## [Task directions]
Determine the number of lines in the listing that contain "https". Write only that number.
╭──
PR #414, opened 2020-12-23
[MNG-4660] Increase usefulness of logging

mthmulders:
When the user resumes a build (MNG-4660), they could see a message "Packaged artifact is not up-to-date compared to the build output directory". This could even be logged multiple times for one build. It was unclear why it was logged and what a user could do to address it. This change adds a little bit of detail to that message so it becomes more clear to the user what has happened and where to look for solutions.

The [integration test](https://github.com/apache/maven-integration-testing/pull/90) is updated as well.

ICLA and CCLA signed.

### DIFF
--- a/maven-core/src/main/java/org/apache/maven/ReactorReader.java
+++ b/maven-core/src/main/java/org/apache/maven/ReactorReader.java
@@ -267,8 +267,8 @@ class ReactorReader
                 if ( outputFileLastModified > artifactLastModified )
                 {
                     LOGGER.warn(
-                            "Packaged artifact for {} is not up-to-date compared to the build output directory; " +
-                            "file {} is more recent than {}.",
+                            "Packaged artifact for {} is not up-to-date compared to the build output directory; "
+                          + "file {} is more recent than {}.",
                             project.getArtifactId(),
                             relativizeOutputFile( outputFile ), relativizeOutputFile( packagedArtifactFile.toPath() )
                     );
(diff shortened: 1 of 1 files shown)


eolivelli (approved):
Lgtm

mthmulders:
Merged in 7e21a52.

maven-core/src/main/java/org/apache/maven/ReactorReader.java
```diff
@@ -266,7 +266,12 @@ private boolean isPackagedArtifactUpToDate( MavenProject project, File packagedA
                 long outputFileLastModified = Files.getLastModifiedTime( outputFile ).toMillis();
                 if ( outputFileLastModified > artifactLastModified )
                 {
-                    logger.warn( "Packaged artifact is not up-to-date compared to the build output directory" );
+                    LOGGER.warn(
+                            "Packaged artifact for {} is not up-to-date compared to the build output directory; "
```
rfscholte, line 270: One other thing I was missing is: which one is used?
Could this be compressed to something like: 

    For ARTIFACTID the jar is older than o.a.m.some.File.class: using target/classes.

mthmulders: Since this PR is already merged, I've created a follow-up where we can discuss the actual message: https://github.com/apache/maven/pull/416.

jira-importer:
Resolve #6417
╰──
## [Task solution]
2